**EXERCISE DETAILS:**
Print the data that follows exactly as it stands, from its first line through the line containing "reflog, line 23: seems", and stop there.

**DATASET RECORDS:**
PR #6020, opened 2020-07-30
[MM-26473] Tips and Next Steps screen

devinbinnie:
#### Summary
Tips and Next Steps screen that is seen at the end of the onboarding flow.
Includes the transition screen that slides in when you complete the flow.

Some UX notes:
- Other button states (ie. hover/active/focus) will come in another PR
- The transition timings might need some tuning, let me know if they need to be tweaked
- We don't have a download flow for Linux, I think we should.
- 'Take a tour' does nothing currently as we don't have the new tour developed yet.

#### Ticket Link
https://mattermost.atlassian.net/browse/MM-26473


components/card/card_body.tsx
```diff
@@ -20,6 +20,12 @@ export default class CardBody extends React.PureComponent<Props> {
     }
 
     componentDidMount() {
+        window.addEventListener('resize', this.setInitialHeight);
```
reflog, line 23: seems like we need a removeEventListener on unmount

components/next_steps_view/next_steps_view.tsx
```diff
@@ -154,11 +153,31 @@ export default class NextStepsView extends React.PureComponent<Props, State> {
...
+    renderTransitionScreen = () => {
         return (
-            <div>
-                {'Placeholder for Final Screen'}
+            <div
+                className={classNames('NextStepsView__viewWrapper NextStepsView__transitionView', {
+                    transitioning: this.state.showTransitionScreen,
+                    completed: this.state.showTransitionScreen && this.state.showFinalScreen,
+                })}
+                onTransitionEnd={this.setTimerToFinalScreen}
```
nevyangelova, line 163: is this reliable? I remember reading that `onTransitionEnd` can sometimes ignore the transitions of the child elements.

components/next_steps_view/next_steps_tips.tsx
```diff
@@ -0,0 +1,246 @@
...
+                                    defaultMessage='Take a tour'
+                                />
+                            </h3>
+                            <FormattedMessage
+                                id='next_steps_view.tips.takeATour.text'
+                                defaultMessage='Let us show you around with a guided tour of the interface.'
+                            />
+                            <button
+                                className='NextStepsView__button confirm'
+                                onClick={() => {}}
```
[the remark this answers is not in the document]
devinbinnie: Yeah, see this comment in the description:
`'Take a tour' does nothing currently as we don't have the new tour developed yet.`

components/next_steps_view/next_steps_view.tsx
devinbinnie: Yeah it should be fine, I only care about transition on that `div` anyways for that callback.

devinbinnie:
@matthewbirtch 

> **Transition from Getting Started to Next Steps**
> 
> * Overall we can speed up this transition to 500ms and apply the 'ease-in-out' function

Done!

> * Have a look at [this prototype](https://www.figma.com/proto/uv9A6dZsekQHHhOhYC7yc2/Cloud-UX?node-id=1767%3A64252&viewport=814%2C490%2C0.11302600800991058&scaling=min-zoom) for reference.
>   
>   * Notice that the computer illustration transitions to the success visual.
>   * Let me know if this is something you'd like to do together over zoom. Also, let me know if transition that illustration makes it too difficult.
>   * There is more I'd like to do with this animation, but I don't want to push too much either, so let me know what is doable.

Yeah this is probably going to be a miss. We can have a Zoom chat but this isn't what I was expecting. My bad if that's something I should have anticipated.

> **App download callout:**
> 
> * The devices illustration looks like it is getting stretched at some widths

Fixed!

> * Download Mattermost for Mac button:
>   
>   * I don't have a windows machine, but I assume this will appropriately switch to 'Download Mattermost for Windows'?

Correct, it changes based on OS. Though we don't have one for Linux, which is partially due to that we don't have a `UserAgent` method to detect that. I wonder if that's something easy to do...

>   * The background on this button should be transparent - not white

Done! Note, this is going to look funny on some resolutions as you might see some of the background shift around behind the button.

> 
> **Card responsive layout:**
> 
> * I was somehow able to get to a state where the 3rd card didn't have the same width as the others (around 1082 width)

Okay, I've gone back to having the cards be a fixed width of 310px on the desktop view. Otherwise flexbox won't cooperate.

> * The app download callout is cutoff or hidden depending on my borwser height in the layout above and I can't scroll down to see it all

This should be working fine, though in mobile view I've noticed it's cutting off incorrectly. I've added some padding to the bottom of the mobile view which should fix that.

> * As soon as the layout adjusts to this layout, mabye we collapse the extra space between the titles and the cards and the extra space between the cards and the app download callout

Done!

> * in smaller mobile size windows, the app download callout is cut off and I can't scroll down to view it all

See above.

> * when they start stacking, the space between cards increases. Can we keep it 24px? (and 16px on mobile widths)

Done!

> * Also, when the cards stack, can we change the height from a fixed width to auto? this should tighten up the space

Done!

> * Layout for the app download callout feels a bit broken between 768 and 905.
>   
>   * Title looks positioned down to far
>   * 'See all the apps' button needs to align left with the button above, add 16px space between
>   * Again, the illustration looks stretched vertically

Fixed!

> 
> **'To configure your workspace, continue on a desktop computer'**
> 
> * Are we able to do this view only if it is actually a mobile device and check the user agent?
> * I was able to get this state by first starting in a mobile sized viewport and then changing to larger screen

When you refresh the page in Chrome in 'Responsive' mode, it spoofs a mobile user agent screen. This is normal.

> 
> **Changing browser size issues:**
> 
> * When I try to resize my browser, sometimes I get elements from the previous screen peaking in

Fixed!

stevemudie:
Overall it looks great.

I did however notice the same 3rd card too wide anomaly @matthewbirtch noticed. All you need to do to see it is drag the window horizontally to make it narrow and it will change as you go.



I also noticed something completely unexpected when I used my window manager ([Rectangle](https://rectangleapp.com/)) to jump it back to full size it flashes the transition image that displayed on the way to this point.

devinbinnie:
> Overall it looks great.
> 
> I did however notice the same 3rd card too wide anomaly @matthewbirtch noticed. All you need to do to see it is drag the window horizontally to make it narrow and it will change as you go.
> 
> 
> 
> I also noticed something completely unexpected when I used my window manager ([Rectangle](https://rectangleapp.com/)) to jump it back to full size it flashes the transition image that displayed on the way to this point.
> 
> 

@stevemudie This should all be fixed now as per above. Have another look.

**FINISHED TASK:**
PR #6020, opened 2020-07-30
[MM-26473] Tips and Next Steps screen

devinbinnie:
#### Summary
Tips and Next Steps screen that is seen at the end of the onboarding flow.
Includes the transition screen that slides in when you complete the flow.

Some UX notes:
- Other button states (ie. hover/active/focus) will come in another PR
- The transition timings might need some tuning, let me know if they need to be tweaked
- We don't have a download flow for Linux, I think we should.
- 'Take a tour' does nothing currently as we don't have the new tour developed yet.

#### Ticket Link
https://mattermost.atlassian.net/browse/MM-26473


components/card/card_body.tsx
```diff
@@ -20,6 +20,12 @@ export default class CardBody extends React.PureComponent<Props> {
     }
 
     componentDidMount() {
+        window.addEventListener('resize', this.setInitialHeight);
```
reflog, line 23: seems like we need a removeEventListener on unmount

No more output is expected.